#### Task item
Look through the data for the string "right". Copy every line where it is found.

Collected data:
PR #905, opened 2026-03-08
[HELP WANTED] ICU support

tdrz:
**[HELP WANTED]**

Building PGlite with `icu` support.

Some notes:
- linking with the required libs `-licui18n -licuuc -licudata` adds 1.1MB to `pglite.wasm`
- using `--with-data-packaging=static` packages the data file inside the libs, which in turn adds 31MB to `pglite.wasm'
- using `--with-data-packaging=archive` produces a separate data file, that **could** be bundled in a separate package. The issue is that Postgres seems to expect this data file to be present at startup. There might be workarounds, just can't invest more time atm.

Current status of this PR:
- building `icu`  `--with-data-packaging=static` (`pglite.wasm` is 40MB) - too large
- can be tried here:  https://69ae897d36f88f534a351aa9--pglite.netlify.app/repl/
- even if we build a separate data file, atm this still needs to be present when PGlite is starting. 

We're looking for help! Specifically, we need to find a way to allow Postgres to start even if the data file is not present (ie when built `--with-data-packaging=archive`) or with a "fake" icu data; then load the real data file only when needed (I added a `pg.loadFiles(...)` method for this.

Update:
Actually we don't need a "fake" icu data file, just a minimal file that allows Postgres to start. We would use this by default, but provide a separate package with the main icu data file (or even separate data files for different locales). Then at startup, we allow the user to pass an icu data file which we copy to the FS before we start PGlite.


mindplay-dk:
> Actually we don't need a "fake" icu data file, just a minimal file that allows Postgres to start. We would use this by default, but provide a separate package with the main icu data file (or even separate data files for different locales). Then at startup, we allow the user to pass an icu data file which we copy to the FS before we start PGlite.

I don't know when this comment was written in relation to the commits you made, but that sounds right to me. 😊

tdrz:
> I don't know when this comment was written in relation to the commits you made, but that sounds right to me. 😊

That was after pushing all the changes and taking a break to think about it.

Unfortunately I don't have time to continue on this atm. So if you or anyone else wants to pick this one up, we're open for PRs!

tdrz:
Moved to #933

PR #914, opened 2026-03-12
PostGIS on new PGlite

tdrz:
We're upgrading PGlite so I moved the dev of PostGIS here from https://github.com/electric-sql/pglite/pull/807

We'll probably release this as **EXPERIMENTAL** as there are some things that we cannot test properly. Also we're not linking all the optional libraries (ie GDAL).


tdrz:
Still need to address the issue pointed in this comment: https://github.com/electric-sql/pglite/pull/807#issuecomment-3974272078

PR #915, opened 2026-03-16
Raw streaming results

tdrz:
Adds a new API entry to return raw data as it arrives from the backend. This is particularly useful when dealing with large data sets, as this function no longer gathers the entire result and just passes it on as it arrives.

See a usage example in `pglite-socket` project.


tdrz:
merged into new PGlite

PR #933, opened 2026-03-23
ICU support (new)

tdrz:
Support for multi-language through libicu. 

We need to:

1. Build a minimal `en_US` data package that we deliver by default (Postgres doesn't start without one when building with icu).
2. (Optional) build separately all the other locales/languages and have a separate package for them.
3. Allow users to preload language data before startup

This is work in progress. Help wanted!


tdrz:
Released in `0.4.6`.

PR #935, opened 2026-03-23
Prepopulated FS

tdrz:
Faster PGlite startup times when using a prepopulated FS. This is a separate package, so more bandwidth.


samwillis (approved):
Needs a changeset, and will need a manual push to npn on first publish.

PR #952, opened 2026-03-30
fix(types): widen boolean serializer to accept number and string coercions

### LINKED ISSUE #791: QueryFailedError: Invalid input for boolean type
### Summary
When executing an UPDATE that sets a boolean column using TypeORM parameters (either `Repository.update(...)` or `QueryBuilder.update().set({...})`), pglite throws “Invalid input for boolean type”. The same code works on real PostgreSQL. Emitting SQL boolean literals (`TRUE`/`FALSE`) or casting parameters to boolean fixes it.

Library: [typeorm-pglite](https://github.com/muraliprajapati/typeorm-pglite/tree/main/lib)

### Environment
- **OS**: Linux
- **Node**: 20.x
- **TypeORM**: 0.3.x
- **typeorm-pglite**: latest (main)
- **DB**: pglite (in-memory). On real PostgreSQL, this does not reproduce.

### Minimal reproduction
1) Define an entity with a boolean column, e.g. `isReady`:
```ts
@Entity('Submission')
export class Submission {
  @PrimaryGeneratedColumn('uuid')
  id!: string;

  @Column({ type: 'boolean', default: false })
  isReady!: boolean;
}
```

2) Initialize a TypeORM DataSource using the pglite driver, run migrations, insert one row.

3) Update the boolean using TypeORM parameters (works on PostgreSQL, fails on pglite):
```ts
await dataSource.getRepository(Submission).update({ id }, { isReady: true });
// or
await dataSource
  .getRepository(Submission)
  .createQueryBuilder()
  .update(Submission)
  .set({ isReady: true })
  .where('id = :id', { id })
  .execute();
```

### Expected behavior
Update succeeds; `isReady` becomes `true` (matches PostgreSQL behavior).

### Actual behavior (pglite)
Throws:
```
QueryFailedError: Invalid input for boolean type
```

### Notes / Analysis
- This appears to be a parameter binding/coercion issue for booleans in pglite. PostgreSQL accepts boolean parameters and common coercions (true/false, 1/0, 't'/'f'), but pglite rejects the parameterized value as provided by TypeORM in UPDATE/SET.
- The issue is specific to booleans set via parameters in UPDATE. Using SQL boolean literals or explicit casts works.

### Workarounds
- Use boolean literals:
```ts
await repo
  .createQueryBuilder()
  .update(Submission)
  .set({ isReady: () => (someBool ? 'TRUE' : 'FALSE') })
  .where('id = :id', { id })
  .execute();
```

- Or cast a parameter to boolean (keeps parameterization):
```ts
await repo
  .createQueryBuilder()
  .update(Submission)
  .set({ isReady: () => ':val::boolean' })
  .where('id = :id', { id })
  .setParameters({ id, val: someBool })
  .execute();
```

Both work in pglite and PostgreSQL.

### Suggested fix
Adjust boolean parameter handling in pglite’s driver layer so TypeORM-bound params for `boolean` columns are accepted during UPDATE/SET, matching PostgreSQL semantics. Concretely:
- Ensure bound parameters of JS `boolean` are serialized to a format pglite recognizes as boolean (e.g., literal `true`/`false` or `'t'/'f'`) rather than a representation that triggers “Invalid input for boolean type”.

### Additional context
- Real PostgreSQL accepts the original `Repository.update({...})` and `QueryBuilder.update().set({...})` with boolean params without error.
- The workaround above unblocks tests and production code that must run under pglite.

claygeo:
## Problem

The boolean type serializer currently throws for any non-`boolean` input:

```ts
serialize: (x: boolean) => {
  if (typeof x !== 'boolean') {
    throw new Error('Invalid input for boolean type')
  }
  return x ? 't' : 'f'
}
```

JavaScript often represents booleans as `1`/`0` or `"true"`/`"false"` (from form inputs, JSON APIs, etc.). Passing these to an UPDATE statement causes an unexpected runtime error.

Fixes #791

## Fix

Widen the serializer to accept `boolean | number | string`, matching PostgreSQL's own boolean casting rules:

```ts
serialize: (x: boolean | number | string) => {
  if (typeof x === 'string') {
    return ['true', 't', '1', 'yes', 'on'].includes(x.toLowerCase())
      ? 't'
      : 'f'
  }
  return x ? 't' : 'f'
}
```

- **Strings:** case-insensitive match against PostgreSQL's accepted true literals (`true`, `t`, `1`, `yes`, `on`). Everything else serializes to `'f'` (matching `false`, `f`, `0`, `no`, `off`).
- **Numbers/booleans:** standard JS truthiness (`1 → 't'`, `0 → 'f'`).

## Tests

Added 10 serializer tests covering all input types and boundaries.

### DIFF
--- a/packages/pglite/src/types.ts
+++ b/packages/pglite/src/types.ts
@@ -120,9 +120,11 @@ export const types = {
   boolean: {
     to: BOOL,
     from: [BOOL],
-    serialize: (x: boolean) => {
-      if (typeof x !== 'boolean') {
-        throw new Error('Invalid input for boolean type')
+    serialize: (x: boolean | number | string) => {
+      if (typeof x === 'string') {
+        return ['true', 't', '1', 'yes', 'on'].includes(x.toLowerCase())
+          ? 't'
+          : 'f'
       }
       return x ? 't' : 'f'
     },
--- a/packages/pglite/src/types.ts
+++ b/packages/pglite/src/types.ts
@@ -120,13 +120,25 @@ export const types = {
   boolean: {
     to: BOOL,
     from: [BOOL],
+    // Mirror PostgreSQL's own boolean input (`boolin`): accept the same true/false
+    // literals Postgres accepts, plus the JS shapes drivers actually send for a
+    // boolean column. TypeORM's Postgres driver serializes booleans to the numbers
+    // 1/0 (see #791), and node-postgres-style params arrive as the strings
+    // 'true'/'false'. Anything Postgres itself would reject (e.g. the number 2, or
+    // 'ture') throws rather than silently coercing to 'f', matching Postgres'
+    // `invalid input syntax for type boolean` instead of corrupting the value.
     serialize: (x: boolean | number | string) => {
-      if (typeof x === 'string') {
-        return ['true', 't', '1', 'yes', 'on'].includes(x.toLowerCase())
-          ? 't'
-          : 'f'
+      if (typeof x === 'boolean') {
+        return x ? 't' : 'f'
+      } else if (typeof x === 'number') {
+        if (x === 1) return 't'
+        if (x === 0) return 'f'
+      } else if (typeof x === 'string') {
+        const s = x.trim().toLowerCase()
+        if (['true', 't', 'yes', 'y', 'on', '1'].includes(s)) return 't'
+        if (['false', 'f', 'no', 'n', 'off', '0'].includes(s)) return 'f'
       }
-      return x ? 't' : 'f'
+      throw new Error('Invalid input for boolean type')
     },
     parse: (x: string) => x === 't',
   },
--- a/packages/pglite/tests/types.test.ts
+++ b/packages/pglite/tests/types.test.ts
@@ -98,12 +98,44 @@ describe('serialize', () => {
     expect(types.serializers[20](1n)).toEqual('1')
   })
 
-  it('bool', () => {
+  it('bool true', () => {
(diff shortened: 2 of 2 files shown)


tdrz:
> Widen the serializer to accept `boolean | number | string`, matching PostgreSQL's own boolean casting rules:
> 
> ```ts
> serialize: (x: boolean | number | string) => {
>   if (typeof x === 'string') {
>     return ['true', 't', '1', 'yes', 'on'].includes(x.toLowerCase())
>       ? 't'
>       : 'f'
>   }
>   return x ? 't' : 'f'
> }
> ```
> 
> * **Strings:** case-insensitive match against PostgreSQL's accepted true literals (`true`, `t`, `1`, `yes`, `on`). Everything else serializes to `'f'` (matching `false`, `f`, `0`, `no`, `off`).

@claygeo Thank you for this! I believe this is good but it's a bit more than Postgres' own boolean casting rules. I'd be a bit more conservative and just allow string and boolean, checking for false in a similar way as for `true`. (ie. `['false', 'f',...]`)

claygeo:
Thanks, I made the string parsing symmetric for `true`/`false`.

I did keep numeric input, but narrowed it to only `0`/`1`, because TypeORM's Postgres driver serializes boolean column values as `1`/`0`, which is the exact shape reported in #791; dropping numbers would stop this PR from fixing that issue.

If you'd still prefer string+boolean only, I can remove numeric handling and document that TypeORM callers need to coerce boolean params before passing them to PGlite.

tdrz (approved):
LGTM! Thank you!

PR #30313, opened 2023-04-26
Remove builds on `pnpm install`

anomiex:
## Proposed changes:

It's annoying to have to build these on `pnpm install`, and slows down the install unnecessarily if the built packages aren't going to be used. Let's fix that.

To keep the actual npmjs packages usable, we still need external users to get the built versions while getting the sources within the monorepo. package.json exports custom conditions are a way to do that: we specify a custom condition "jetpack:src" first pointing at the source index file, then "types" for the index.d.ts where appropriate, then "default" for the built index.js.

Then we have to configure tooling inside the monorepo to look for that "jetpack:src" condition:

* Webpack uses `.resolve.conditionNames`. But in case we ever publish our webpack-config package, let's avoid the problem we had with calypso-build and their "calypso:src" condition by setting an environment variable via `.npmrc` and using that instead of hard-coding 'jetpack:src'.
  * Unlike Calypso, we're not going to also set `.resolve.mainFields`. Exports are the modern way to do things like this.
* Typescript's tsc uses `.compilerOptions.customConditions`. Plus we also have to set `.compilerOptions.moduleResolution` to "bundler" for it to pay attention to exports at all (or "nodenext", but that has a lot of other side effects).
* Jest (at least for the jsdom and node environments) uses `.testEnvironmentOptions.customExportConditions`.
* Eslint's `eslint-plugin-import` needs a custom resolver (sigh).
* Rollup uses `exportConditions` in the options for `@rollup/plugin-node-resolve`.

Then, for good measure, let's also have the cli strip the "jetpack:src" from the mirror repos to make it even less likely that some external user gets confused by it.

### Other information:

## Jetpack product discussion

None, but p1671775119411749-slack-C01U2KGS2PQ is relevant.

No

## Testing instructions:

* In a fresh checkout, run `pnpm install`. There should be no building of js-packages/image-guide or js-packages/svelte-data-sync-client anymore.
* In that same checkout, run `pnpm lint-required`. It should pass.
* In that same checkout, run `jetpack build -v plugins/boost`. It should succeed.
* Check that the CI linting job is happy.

#### Answer to this task
I don't know when this comment was written in relation to the commits you made, but that sounds right to me. 😊
> I don't know when this comment was written in relation to the commits you made, but that sounds right to me. 😊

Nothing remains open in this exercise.